### [What is required]
Show all lines from the records below in which the string "deploying" is present.

(Stored records)

[Start of Attachment]

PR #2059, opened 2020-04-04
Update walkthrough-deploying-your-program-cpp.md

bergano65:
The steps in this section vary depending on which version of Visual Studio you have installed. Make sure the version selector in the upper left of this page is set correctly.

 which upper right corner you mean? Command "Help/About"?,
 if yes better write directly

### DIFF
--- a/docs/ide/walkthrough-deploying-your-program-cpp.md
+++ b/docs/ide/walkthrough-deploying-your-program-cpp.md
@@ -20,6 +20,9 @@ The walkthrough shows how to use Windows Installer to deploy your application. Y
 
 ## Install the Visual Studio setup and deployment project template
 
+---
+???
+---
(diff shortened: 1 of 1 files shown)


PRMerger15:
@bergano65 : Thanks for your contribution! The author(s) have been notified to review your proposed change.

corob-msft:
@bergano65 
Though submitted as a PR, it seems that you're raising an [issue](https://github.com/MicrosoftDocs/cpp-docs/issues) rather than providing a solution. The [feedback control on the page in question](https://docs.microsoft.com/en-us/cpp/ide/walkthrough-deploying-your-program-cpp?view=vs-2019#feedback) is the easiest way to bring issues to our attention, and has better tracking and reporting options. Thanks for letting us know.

[End of Attachment]
[Start of Attachment]

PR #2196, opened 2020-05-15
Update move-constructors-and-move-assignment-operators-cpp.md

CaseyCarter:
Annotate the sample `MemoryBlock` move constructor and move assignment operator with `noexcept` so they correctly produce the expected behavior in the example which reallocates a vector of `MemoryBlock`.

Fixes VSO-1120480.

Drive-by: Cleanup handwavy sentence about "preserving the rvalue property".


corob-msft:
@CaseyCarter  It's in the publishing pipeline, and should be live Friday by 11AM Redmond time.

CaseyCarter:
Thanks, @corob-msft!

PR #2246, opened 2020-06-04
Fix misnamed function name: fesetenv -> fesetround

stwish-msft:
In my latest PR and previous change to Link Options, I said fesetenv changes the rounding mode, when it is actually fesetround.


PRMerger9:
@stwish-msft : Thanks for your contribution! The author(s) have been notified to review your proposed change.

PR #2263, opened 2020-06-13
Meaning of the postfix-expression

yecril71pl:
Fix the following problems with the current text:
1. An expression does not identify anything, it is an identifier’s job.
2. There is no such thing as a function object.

[End of Attachment]

### [Solution for this task]
Update walkthrough-deploying-your-program-cpp.md
--- a/docs/ide/walkthrough-deploying-your-program-cpp.md
+++ b/docs/ide/walkthrough-deploying-your-program-cpp.md
Though submitted as a PR, it seems that you're raising an [issue](https://github.com/MicrosoftDocs/cpp-docs/issues) rather than providing a solution. The [feedback control on the page in question](https://docs.microsoft.com/en-us/cpp/ide/walkthrough-deploying-your-program-cpp?view=vs-2019#feedback) is the easiest way to bring issues to our attention, and has better tracking and reporting options. Thanks for letting us know.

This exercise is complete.